## WHAT IS NEEDED
Lines below that include the word "change" should each be copied.
--- EXERCISE MATERIAL Enclosed Below ---
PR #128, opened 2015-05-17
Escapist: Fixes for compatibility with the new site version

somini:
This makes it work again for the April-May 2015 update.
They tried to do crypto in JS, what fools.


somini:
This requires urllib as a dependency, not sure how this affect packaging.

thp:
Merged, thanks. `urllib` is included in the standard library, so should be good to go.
--- End of Enclosed EXERCISE MATERIAL ---
--- EXERCISE MATERIAL Enclosed Below ---
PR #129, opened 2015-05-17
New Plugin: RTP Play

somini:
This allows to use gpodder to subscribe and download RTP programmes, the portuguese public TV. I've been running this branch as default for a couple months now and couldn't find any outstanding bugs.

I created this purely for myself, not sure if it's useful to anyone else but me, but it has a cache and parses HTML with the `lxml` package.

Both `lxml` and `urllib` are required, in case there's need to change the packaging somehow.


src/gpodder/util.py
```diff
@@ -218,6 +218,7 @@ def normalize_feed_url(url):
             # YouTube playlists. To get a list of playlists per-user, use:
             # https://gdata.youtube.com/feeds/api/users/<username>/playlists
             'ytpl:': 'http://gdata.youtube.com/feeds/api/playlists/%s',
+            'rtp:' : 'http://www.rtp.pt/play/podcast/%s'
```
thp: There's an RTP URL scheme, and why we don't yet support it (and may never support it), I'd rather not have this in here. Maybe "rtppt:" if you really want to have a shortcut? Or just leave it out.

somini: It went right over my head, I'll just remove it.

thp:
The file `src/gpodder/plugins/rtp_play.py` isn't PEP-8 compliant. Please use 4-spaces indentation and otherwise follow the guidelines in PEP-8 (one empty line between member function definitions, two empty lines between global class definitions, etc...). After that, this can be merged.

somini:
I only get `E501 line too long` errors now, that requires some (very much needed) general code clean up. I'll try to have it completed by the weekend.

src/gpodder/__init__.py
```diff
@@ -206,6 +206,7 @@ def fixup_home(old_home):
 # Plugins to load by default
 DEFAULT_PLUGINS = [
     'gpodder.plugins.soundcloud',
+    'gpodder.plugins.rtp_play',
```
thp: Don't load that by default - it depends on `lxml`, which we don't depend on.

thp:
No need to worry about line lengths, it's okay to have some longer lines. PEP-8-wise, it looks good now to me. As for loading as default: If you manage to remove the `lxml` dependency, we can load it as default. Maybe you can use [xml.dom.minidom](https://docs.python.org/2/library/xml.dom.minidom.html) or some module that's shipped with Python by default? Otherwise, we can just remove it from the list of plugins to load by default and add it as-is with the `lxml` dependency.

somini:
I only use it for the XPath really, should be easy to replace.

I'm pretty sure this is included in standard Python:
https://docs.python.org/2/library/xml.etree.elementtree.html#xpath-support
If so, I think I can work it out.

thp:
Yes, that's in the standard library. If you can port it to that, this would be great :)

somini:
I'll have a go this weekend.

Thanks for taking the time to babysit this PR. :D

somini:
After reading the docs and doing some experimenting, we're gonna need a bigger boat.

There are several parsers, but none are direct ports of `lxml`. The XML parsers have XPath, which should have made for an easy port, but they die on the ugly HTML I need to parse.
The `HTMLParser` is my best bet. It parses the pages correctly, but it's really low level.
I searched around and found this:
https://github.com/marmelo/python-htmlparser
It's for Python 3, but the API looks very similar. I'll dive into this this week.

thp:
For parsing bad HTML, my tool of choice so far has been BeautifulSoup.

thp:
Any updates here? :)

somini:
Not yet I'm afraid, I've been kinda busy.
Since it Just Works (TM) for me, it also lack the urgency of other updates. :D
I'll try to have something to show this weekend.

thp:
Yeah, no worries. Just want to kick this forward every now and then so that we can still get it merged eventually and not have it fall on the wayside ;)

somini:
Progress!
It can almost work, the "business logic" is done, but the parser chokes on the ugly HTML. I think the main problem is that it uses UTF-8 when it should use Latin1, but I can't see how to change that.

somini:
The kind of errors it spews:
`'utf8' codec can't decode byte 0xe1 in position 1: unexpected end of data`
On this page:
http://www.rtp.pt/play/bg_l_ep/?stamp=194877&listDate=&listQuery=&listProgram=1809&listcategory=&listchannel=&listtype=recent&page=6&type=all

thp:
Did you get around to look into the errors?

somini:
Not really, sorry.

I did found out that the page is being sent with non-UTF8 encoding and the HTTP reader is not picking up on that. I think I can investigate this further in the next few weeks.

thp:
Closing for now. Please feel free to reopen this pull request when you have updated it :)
--- End of Enclosed EXERCISE MATERIAL ---
## WRITTEN ANSWER
Both `lxml` and `urllib` are required, in case there's need to change the packaging somehow.
It can almost work, the "business logic" is done, but the parser chokes on the ugly HTML. I think the main problem is that it uses UTF-8 when it should use Latin1, but I can't see how to change that.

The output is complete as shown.